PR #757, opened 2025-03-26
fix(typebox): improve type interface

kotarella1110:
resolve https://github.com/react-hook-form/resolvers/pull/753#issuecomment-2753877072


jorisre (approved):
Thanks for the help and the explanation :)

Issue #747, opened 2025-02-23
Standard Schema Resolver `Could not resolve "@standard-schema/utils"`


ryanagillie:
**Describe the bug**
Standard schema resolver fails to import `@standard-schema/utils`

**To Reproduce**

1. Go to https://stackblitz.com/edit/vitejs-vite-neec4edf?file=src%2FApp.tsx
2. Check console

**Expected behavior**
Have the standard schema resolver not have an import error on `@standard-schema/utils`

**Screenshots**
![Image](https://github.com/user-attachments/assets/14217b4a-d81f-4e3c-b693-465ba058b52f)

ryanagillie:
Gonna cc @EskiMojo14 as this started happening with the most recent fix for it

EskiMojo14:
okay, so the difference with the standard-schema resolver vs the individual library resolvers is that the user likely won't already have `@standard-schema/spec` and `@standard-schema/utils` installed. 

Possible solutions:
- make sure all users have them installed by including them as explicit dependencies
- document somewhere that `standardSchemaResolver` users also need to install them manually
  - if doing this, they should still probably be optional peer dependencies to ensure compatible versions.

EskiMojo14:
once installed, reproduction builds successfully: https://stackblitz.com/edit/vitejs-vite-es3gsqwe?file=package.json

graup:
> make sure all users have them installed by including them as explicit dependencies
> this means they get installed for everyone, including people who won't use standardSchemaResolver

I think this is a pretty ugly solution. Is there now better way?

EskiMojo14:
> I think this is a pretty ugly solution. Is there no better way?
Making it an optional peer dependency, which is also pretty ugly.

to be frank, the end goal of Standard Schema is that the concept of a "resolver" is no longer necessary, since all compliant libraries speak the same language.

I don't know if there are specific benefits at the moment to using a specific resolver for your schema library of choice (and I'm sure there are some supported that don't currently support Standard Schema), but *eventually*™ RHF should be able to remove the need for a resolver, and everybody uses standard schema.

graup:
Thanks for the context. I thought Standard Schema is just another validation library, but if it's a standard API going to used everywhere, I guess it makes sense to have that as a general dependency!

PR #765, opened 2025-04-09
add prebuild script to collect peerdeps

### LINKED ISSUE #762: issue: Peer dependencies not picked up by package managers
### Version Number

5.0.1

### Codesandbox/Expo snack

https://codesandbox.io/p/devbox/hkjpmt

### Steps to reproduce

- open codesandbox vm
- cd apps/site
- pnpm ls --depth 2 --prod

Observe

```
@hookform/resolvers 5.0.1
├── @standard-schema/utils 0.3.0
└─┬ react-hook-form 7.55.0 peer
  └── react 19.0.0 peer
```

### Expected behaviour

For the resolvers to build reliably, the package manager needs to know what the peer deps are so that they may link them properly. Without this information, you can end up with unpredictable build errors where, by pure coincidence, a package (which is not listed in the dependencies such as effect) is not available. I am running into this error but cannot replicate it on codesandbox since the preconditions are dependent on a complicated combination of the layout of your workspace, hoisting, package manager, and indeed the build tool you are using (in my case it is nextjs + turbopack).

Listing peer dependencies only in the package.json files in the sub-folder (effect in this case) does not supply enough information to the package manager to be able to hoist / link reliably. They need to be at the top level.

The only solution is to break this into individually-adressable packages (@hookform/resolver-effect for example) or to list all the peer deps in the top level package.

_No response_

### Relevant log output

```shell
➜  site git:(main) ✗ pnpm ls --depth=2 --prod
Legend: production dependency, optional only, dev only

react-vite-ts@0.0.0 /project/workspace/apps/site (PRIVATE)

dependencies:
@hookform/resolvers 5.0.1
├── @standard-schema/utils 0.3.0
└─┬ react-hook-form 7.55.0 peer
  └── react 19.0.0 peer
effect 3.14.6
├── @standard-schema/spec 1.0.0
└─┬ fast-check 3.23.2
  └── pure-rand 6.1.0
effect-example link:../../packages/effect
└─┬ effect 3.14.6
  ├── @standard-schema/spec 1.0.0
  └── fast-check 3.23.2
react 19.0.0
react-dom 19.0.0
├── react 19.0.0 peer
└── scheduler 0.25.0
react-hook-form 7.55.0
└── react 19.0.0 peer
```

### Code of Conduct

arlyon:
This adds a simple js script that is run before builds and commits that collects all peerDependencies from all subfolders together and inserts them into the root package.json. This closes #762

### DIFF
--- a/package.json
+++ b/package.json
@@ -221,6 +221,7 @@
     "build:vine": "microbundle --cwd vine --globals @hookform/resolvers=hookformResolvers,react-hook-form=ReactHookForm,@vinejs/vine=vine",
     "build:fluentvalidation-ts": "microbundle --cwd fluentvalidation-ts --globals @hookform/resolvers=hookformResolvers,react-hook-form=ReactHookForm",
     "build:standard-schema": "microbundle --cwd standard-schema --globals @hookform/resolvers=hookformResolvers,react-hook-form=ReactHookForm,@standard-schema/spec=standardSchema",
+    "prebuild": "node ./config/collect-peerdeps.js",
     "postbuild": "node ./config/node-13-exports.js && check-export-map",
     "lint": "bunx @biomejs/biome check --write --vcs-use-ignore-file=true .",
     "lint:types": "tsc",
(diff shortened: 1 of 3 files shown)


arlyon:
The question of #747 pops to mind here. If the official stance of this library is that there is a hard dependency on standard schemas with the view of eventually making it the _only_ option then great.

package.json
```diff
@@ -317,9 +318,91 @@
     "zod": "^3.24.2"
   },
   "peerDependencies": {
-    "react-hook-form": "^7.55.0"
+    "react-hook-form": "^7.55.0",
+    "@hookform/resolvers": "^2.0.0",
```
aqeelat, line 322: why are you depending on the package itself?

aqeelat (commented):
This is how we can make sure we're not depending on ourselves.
==
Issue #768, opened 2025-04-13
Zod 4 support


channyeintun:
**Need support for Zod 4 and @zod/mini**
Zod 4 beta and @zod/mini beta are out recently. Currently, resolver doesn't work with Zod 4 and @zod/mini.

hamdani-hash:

Description of the task
Of the entries above, repeat exactly the lines between the line with "Have the standard" and the line with "to be frank, the", inclusive, and no others.

Exercise response
Have the standard schema resolver not have an import error on `@standard-schema/utils`

**Screenshots**
![Image](https://github.com/user-attachments/assets/14217b4a-d81f-4e3c-b693-465ba058b52f)

ryanagillie:
Gonna cc @EskiMojo14 as this started happening with the most recent fix for it

EskiMojo14:
okay, so the difference with the standard-schema resolver vs the individual library resolvers is that the user likely won't already have `@standard-schema/spec` and `@standard-schema/utils` installed. 

Possible solutions:
- make sure all users have them installed by including them as explicit dependencies
- document somewhere that `standardSchemaResolver` users also need to install them manually
  - if doing this, they should still probably be optional peer dependencies to ensure compatible versions.

EskiMojo14:
once installed, reproduction builds successfully: https://stackblitz.com/edit/vitejs-vite-es3gsqwe?file=package.json

graup:
> make sure all users have them installed by including them as explicit dependencies
> this means they get installed for everyone, including people who won't use standardSchemaResolver

I think this is a pretty ugly solution. Is there now better way?

EskiMojo14:
> I think this is a pretty ugly solution. Is there no better way?
Making it an optional peer dependency, which is also pretty ugly.

to be frank, the end goal of Standard Schema is that the concept of a "resolver" is no longer necessary, since all compliant libraries speak the same language.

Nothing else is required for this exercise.